Work instructions. Using the entries that follow, write out the line containing "This introduces a", the line containing "command, and while", and every line between them, exactly and nothing else.

Items from a dataset
Start of Block

PR #994, opened 2020-08-17
New constant string format specifier for sprintf

t-wissmann:
This introduces a new format specifier '%c' in the sprintf format
strings. Of course it never makes sense to manually write something like

    hc sprintf S '%c.name' 'tags.0'

but it makes sense in combination with the other commands that replace
certain identifiers in commands, especially in combination with the foreach
command.

This change required an update in the completion code for the 'sprintf'
command, and while at it, I fixed a minor bug in the completion. The bug
was that completing the command

   hc sprintf S '%s'

erroneously yielded S.

### DIFF
--- a/src/rootcommands.cpp
+++ b/src/rootcommands.cpp
@@ -239,7 +239,7 @@ int RootCommands::sprintf_cmd(Input input, Output output)
     for (const auto& blob : format) {
         if (blob.literal_) {
             replacedString += blob.data_;
-        } else if (blob.data_ == "c"){
+        } else if (blob.data_ == "c") {
             // a constant string argument
             string constString;
             if (!(input >> constString)) {
@@ -279,7 +279,7 @@ void RootCommands::sprintf_complete(Completion& complete)
             complete.invalidArguments();
             return;
         }
-        int	indexOfNextArgument = 2;
+        int indexOfNextArgument = 2;
         for (const auto& b : fs) {
             if (b.literal_ == true) {
                 continue;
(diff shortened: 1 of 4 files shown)


blarz:
Fixed some typos in the PR description.

src/rootcommands.cpp
```diff
@@ -237,6 +239,14 @@ int RootCommands::sprintf_cmd(Input input, Output output)
     for (const auto& blob : format) {
         if (blob.literal_) {
             replacedString += blob.data_;
+        } else if (blob.data_ == "c"){
```
blarz, line 242: Style: Add a space between ) and {

src/rootcommands.cpp
```diff
@@ -262,22 +272,30 @@ void RootCommands::sprintf_complete(Completion& complete)
...
+            fs = parseFormatString(complete[1]);
         }  catch (const std::invalid_argument&) {
             complete.invalidArguments();
+            return;
         }
-        if (complete < 2 + placeholderCount) {
-            completeAttributePath(complete);
-        } else {
-            complete.completeCommands(2 + placeholderCount);
+        int	indexOfNextArgument = 2;
```
blarz, line 282: Double whitespace

blarz (changes requested):

t-wissmann:
I've fixed both whitespace issues (the 'double' whitespace was a tab; I don't know how qtcreator was able to sneak that in)

blarz (dismissed):
Nice! Looking forward to see what the users will do with this :D

t-wissmann:
I've pushed a new commit resolving the merge conflicts in `doc/herbstluftwm.txt` that arised from the merge of the foreach-PR.

As soon as this is merged, I can answer a few open issues/feature requests :-) (closing all clients is one of them)

blarz (approved):

PR #996, opened 2020-08-19
Fix manpage for foreach command

The-Compiler:
Follow-up to #993


blarz (approved):
Thank you! Totally overlooked that in the review

t-wissmann:
Thanks!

End of Block

Solution for this problem.
This introduces a new format specifier '%c' in the sprintf format
strings. Of course it never makes sense to manually write something like

    hc sprintf S '%c.name' 'tags.0'

but it makes sense in combination with the other commands that replace
certain identifiers in commands, especially in combination with the foreach
command.

This change required an update in the completion code for the 'sprintf'
command, and while at it, I fixed a minor bug in the completion. The bug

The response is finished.